(Task objective) Looking at each line of the data below, tally those that contain the word "tracker" and give only the total.

(Records to use)
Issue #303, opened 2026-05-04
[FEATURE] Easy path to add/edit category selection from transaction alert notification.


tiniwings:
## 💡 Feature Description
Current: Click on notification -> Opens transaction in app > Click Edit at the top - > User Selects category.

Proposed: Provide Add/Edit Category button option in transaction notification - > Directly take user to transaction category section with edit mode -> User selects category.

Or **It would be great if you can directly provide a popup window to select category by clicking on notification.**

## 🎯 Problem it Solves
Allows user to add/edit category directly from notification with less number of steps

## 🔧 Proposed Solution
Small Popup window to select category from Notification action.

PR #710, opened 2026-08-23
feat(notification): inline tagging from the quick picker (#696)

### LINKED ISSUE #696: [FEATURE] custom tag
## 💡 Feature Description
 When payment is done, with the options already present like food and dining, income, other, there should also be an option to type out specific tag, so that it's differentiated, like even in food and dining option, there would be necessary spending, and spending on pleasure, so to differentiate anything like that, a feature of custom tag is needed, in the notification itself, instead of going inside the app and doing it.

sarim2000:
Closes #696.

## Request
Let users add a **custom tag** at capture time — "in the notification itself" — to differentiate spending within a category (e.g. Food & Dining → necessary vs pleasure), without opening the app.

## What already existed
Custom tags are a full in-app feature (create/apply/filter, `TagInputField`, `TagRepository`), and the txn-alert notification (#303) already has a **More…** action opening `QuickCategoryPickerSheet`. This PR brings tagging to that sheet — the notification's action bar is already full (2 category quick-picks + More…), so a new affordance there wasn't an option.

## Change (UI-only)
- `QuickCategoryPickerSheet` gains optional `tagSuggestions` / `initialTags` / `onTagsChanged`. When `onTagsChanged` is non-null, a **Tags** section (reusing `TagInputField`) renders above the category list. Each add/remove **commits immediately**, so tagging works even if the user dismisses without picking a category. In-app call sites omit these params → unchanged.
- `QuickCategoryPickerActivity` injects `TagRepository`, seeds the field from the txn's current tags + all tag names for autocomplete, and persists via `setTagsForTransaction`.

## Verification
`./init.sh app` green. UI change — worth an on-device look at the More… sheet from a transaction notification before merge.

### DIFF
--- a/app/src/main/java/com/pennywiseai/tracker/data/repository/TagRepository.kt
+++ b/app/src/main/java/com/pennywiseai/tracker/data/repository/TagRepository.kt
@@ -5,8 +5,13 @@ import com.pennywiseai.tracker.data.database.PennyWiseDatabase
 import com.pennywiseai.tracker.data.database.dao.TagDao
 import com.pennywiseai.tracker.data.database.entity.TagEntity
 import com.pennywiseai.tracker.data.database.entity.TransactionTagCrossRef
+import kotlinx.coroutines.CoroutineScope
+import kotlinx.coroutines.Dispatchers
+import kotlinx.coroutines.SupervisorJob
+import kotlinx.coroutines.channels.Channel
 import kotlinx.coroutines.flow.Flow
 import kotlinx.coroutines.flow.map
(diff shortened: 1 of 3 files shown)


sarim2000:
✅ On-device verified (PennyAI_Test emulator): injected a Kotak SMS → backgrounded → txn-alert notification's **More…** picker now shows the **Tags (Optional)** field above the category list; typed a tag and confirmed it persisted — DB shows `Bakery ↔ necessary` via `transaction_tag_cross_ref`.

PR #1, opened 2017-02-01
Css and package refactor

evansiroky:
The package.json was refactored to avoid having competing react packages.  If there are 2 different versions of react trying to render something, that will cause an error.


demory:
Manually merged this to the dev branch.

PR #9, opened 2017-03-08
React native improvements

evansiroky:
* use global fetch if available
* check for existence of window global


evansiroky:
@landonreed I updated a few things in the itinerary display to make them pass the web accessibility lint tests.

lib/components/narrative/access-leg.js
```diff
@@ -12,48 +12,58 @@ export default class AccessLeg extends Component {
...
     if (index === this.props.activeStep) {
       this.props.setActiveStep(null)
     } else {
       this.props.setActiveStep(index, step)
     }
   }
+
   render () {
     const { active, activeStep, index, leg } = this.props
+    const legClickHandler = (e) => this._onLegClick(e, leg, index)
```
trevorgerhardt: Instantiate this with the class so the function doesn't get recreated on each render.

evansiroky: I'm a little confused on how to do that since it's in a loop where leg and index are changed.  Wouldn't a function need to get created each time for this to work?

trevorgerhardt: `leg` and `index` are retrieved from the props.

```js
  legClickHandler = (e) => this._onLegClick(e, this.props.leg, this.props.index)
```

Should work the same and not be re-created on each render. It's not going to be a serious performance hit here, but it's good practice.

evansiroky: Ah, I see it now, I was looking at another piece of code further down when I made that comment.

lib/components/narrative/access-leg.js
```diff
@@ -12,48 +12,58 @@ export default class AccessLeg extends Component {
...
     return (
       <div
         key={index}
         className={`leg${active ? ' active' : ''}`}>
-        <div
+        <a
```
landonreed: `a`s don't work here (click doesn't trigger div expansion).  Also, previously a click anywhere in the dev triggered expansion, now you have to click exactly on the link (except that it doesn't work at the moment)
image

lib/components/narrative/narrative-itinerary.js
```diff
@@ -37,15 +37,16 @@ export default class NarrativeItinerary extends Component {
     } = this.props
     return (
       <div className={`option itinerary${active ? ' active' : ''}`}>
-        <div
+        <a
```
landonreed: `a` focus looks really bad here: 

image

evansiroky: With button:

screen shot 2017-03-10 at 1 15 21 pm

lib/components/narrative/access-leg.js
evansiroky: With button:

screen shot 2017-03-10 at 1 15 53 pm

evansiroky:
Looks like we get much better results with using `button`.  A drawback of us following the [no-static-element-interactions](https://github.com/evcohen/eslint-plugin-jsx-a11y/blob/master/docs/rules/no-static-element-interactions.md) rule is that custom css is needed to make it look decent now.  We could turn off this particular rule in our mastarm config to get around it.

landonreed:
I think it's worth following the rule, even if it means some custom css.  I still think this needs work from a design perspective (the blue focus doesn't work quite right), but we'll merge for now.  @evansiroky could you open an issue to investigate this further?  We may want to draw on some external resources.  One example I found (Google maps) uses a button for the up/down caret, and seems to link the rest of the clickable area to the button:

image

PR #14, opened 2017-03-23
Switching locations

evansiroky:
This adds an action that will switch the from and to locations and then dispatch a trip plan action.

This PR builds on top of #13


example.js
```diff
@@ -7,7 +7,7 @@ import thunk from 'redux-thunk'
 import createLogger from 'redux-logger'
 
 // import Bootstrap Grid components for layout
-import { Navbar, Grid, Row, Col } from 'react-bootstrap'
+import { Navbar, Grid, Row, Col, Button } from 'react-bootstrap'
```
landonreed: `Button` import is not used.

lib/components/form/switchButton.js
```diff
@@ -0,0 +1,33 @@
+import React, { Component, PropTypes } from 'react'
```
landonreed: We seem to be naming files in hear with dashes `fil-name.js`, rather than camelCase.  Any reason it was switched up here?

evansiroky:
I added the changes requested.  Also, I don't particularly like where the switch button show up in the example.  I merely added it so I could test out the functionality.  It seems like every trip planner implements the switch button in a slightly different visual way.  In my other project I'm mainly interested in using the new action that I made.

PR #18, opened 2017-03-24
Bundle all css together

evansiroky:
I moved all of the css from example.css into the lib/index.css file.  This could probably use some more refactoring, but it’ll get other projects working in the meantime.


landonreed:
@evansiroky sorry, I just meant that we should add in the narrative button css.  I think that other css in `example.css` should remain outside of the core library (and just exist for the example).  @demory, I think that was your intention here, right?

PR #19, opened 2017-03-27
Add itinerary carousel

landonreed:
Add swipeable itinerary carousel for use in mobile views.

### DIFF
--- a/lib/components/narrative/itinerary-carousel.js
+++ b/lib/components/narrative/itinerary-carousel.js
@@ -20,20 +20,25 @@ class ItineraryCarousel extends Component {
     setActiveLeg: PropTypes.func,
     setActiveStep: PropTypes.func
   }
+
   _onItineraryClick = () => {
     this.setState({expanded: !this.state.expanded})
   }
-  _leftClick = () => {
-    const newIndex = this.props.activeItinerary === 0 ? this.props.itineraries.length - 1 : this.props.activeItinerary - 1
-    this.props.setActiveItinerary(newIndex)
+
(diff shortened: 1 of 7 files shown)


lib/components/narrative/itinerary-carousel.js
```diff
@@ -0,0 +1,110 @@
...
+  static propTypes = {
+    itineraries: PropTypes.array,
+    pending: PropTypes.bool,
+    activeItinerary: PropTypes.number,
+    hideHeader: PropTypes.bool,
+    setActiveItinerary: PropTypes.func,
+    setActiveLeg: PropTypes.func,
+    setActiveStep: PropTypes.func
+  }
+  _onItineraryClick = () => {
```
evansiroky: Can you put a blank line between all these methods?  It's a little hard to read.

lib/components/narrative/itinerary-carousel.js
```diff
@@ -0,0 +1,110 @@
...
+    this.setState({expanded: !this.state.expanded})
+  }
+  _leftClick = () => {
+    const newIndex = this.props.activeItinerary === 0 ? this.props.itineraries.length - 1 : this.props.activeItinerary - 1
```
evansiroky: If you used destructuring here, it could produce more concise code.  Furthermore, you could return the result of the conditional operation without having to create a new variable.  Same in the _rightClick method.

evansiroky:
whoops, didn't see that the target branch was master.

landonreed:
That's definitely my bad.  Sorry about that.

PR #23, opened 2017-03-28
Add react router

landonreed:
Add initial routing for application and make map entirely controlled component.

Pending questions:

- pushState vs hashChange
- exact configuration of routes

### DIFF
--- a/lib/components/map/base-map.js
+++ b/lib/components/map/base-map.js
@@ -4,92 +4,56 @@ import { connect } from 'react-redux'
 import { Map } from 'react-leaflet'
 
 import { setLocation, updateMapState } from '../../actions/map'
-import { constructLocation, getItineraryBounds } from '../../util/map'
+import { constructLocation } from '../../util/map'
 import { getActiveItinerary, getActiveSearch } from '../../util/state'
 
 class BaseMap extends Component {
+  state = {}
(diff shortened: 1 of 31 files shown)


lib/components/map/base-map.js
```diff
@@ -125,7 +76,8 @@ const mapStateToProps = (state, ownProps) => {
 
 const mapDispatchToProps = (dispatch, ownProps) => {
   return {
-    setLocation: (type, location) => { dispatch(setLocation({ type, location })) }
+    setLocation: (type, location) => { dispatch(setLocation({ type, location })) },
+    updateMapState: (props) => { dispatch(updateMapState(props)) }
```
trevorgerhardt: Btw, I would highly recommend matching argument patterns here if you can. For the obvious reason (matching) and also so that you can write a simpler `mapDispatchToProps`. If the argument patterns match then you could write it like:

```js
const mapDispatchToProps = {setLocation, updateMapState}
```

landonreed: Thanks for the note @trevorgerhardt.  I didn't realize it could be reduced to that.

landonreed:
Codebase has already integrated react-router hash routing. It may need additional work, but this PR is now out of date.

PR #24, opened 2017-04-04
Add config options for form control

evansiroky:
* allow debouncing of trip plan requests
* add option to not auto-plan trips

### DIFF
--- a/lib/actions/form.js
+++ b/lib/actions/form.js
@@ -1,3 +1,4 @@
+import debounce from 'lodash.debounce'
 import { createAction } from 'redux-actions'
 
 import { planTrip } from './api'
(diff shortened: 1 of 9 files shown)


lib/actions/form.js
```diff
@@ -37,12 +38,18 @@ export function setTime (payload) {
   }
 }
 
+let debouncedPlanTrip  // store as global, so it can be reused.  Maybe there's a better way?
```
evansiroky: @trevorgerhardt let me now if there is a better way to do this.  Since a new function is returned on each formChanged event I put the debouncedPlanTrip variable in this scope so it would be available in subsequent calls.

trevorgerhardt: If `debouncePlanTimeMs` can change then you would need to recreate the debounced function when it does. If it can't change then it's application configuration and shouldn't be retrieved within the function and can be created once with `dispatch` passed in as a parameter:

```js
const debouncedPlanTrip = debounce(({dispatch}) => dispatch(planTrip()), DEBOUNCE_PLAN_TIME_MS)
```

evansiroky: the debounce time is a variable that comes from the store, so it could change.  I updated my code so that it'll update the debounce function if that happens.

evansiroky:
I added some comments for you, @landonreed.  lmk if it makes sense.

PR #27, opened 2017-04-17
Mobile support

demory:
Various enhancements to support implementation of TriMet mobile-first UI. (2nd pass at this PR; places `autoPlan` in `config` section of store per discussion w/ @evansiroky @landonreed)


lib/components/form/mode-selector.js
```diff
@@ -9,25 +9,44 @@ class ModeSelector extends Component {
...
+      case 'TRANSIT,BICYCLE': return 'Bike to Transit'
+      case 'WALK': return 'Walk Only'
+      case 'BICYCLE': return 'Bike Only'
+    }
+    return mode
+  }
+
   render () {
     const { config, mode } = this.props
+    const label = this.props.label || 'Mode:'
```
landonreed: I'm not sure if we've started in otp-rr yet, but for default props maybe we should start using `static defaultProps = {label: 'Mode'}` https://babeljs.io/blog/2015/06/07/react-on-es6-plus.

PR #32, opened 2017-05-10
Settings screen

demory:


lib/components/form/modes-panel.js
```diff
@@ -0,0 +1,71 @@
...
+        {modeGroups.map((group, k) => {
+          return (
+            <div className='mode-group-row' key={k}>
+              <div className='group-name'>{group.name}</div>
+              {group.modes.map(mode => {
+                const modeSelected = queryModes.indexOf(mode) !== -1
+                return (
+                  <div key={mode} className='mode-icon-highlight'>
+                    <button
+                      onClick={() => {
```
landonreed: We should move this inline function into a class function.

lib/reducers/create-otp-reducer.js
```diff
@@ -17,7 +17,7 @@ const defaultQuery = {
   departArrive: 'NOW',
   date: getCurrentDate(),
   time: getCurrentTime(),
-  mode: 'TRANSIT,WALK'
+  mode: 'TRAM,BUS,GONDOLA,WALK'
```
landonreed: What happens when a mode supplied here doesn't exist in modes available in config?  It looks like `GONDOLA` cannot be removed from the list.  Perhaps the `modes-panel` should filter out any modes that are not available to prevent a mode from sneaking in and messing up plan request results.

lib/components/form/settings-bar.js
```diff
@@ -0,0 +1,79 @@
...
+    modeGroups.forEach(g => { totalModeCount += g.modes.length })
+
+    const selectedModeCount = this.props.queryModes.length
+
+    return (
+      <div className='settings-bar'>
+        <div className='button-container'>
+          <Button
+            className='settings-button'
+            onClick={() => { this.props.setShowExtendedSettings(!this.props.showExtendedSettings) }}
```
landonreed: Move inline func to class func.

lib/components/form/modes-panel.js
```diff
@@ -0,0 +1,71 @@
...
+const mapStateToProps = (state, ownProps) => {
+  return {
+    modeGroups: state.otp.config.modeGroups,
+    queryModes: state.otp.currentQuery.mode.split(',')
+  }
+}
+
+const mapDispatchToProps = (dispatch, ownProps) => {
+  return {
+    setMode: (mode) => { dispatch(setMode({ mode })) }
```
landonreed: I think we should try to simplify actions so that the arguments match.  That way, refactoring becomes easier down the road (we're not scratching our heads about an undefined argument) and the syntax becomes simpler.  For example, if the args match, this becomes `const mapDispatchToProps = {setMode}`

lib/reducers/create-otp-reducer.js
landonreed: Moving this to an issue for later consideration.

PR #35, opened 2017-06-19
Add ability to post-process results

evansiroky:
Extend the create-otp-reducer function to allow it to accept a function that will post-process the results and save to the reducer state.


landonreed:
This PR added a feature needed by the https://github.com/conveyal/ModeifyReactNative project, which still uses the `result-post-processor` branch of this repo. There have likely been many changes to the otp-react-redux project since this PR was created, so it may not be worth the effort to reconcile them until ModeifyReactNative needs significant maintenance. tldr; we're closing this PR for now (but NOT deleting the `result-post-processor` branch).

(Output for this exercise) 6